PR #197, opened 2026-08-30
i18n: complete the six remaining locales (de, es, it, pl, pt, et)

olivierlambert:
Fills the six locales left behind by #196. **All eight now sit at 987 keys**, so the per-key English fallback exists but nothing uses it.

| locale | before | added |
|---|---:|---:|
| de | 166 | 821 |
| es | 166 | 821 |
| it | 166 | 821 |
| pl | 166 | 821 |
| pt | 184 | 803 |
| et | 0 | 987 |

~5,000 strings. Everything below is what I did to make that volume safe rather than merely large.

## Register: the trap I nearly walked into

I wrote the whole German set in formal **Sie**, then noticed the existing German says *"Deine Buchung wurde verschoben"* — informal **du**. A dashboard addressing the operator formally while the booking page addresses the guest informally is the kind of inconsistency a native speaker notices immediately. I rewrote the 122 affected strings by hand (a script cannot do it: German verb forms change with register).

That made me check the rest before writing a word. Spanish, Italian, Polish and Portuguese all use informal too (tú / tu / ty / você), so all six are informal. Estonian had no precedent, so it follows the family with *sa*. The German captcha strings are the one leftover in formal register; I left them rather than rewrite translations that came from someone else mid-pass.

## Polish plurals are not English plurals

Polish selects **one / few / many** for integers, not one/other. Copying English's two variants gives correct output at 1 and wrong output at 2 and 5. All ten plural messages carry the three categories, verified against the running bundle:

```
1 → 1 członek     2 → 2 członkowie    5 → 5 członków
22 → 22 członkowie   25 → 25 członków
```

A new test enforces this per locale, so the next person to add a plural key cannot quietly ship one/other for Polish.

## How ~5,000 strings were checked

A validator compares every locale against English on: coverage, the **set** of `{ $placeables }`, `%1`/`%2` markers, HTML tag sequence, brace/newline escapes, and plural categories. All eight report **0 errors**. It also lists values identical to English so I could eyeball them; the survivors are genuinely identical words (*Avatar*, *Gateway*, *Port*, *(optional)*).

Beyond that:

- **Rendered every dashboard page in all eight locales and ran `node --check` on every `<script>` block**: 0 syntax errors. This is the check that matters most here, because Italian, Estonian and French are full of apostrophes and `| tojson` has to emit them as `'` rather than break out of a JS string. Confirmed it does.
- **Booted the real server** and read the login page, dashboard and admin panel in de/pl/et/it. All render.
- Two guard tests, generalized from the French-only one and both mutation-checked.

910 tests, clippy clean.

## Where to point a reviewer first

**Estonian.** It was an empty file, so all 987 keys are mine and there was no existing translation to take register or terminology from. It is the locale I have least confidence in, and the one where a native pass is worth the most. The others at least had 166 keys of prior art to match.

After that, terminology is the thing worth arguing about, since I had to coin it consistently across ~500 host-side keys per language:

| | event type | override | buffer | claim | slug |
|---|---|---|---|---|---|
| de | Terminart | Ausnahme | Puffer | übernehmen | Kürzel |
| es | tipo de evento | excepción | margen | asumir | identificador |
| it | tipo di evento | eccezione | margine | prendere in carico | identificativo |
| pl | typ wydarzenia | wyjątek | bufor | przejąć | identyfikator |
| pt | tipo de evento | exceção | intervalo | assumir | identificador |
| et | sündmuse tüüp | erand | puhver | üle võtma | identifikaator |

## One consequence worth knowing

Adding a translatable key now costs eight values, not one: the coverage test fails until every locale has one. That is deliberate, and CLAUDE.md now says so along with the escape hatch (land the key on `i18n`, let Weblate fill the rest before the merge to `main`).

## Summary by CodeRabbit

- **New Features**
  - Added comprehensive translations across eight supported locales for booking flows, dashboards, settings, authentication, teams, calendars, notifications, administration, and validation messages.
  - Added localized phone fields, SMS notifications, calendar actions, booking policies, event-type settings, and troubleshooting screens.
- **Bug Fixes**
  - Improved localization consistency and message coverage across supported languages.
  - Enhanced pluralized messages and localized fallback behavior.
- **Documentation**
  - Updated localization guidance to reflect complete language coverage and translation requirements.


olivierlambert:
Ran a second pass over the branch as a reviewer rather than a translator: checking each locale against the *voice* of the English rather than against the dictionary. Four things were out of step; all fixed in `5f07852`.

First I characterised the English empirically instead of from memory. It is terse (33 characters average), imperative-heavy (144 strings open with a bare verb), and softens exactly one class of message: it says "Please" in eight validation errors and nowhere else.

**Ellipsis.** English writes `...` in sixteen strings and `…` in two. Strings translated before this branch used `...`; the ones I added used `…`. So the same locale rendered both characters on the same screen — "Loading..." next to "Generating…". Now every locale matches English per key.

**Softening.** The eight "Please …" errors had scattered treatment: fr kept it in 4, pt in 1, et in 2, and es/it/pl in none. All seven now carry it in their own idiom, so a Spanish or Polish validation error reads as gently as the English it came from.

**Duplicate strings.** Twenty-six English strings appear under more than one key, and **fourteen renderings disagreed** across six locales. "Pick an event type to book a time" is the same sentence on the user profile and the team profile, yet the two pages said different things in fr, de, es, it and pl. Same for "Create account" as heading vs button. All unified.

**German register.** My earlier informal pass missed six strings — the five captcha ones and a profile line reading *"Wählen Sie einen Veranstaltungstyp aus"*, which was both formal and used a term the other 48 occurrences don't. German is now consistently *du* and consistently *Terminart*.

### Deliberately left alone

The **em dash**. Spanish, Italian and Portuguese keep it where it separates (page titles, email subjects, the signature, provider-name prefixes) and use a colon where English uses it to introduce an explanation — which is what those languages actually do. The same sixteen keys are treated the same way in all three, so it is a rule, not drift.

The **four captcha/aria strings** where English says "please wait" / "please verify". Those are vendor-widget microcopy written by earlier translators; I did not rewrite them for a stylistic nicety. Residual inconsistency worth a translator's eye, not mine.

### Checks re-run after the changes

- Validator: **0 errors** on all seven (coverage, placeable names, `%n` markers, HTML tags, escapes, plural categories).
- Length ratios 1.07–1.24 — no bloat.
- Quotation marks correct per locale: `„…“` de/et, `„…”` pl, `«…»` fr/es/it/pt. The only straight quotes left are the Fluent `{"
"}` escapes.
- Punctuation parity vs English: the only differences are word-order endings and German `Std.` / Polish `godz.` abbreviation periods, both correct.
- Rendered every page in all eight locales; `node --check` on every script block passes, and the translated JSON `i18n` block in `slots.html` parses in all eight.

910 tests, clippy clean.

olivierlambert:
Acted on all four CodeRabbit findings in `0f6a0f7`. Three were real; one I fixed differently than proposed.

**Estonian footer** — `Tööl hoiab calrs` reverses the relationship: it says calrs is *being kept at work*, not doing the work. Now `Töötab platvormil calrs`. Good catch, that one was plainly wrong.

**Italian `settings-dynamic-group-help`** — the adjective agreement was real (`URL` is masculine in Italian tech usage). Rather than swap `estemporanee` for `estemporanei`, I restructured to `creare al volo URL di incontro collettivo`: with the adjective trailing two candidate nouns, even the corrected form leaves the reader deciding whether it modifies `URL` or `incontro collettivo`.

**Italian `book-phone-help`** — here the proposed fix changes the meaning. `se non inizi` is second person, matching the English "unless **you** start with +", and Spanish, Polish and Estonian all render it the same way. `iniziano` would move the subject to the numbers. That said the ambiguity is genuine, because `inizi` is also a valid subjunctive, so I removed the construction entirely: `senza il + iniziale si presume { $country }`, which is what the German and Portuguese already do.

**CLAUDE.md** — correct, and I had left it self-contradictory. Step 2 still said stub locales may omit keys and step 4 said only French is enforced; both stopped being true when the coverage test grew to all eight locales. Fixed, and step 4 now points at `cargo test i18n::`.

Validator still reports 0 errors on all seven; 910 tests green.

----

Your instructions: From the entries above, show each line that includes the string "członkowie".

Result:
1 → 1 członek     2 → 2 członkowie    5 → 5 członków
22 → 22 członkowie   25 → 25 członków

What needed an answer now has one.